Virginia ruling boosts Trump

Though the aforementioned court decision in Virginia did not originate with Smith's team, it represents the failure of yet another attempt to derail Trump's desired path to a White House return.

U.S. District Judge Leonie Brinkema determined that two activists who filed suit seeking to ban Trump from the primary and general election ballots in Virginia via the Fourteenth Amendment's so-called “insurrection clause” lacked the necessary legal standing to do so.

According to Brinkema, the plaintiffs in the case “totally failed” to demonstrate that Trump's inclusion on the state's ballots would result in specific, discernable harm to the pair.

The judge, however, did point out a key distinction between the case before her and similar ballot ban cases out of Colorado and Maine, noting that those outcomes stemmed from state election laws, not claims grounded solely on federal claims.

Setbacks mount for Smith

The aforementioned ruling comes amid a series of setbacks for Smith's efforts to eliminate Trump from the political sphere once and for all, developments that include last month's refusal by the U.S. Supreme Court to grant the special counsel's request for expedited review of the former president's claim of immunity in his federal election interference case.
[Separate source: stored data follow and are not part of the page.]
PR #9162, opened 2017-11-13
New package: perl-Clipboard-0.13

lukrop:
Optional dependency for kpcli.


srcpkgs/perl-Clipboard/template
```diff
@@ -0,0 +1,16 @@
...
+version=0.13
+revision=1
+wrksrc="Clipboard-${version}"
+build_style=perl-module
+hostmakedepends="perl"
+makedepends="perl"
+depends="perl"
+short_desc="Clipboard - Copy and paste with any OS."
+maintainer="Lukas Kropatschek <lukrop@hiddenbox.org>"
+homepage="http://search.cpan.org/~king/Clipboard/"
```
maxice8: change ~king to dist

srcpkgs/perl-Clipboard/template
```diff
@@ -0,0 +1,16 @@
...
+license="The Perl 5 License (Artistic 1 & GPL 1)"
```
maxice8: `Artistic, GPL-1` is used when referring to the Perl license

PR #9167, opened 2017-11-14
strace: update to 4.20.

maxice8:


Gottox:
👍  for adding do_check functions!

maxice8:
There isn't much point currently since XBPS_CHECK_PKGS isn't enabled on the buildbots and it doesn't work for cross-compiled packages (understandably)

Would be nice if it could be enabled and get it to run do_check even when cross-compiling if the package is noarch ( perl-, python- ) packages.

but it helps with my testing so i add them.

PR #9174, opened 2017-11-14
firefox-esr: update to 52.5.0

cr6git:
Removed some dependencies from `makedepends` because they are automatically pulled by `gtk+-devel`. 
For the same reason, removed `rust` from `hostmakedepends` because it's automatically pulled by `cargo`.


cr6git:
'The job exceeded the maximum time limit for jobs, and has been terminated.'

PR #9187, opened 2017-11-14
New package: rambox-0.5.13

R13N:


srcpkgs/rambox/template
```diff
@@ -0,0 +1,21 @@
...
+revision=1
+build_style=fetch
+short_desc="Free and Open Source messaging and emailing app"
+maintainer="Rien Maertens <maertensrien@gmail.com>"
+license="GPL-3"
+homepage="http://rambox.pro/"
+distfiles="https://github.com/saenzramiro/rambox/releases/download/${version}/Rambox-${version}-x64.tar.gz"
+checksum="eb506db7e1b412dbdbf9e0ab69686cc10f60e3c7f2e338db5c477e45eb05d198"
+nopie=yes
+only_for_archs="x86_64"
```
Vaelatern: Really?
This app is free and open source.
So build it from that open source.

srcpkgs/rambox/template
```diff
@@ -0,0 +1,21 @@
+pkgname=rambox
+version=0.5.13
```
Vaelatern: Start the template with a comment.

srcpkgs/rambox/template
```diff
@@ -0,0 +1,21 @@
...
+revision=1
+build_style=fetch
```
Vaelatern: No. It's FOSS. Treat it that way.

Vaelatern:
Is electron. Do we care?

srcpkgs/rambox/template
R13N: Should this be a check added to `xlint`?

R13N:
You are right about building this the FOSS way, but it is electron so building it is a hassle.
I'm going to try building an alternative app, which does the same, but is easier to build.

As ABC News noted, Smith's attempt was rebuffed by the high court in a single-line order the effect of which was to allow the former president to pursue his appeal of a lower court order through the conventional channels.

That result almost certainly served to upend Smith's goal of keeping the previously scheduled trial start date of March 4, something observers believe he favored so as to boost the chances of securing a conviction of the former president well ahead of the presidential election.

Given the series of deliberations and potential appeals that can ensue in the matter between now and spring, according to legal scholar Jonathan Turley, “there's a lot of runway now between [Smith] and that March date that he's got to be able to cross, and the odds are he's not going to be able to stick the landing.”

Smith's appointment in question

Further adding to Smith's current list of woes is the fact that in addition to reviewing arguments about Trump's claim of presidential immunity for his conduct surrounding the Jan. 6 Capitol unrest and the 2020 election results, a federal appeals court may also entertain arguments regarding the very constitutionality of the special counsel's elevation to his current role, as Fox News explains.

The question was brought to the forefront by former Attorney General Ed Meese, who filed an amicus brief to the appellate court contending that Attorney General Merrick Garland had no authority to tap Smith – a private citizen – to the role he currently occupies and that his actions doing so violated the Appointments Clause of the U.S. Constitution.

Meese wrote, “Not properly clothed in the authority of the federal government, Smith is a modern example of the naked emperor. Illegally appointed, he has no more authority to represent the United States in this Court, or in the underlying prosecution, than Tom Brady, Warren Buffet, or Beyonce.”

Given the difficulties Smith has encountered in recent weeks, it seems all but certain that Trump and his supporters are feeling some unexpected tailwinds as a year that promises to be full of pivotal political and judicial developments begins to unfold.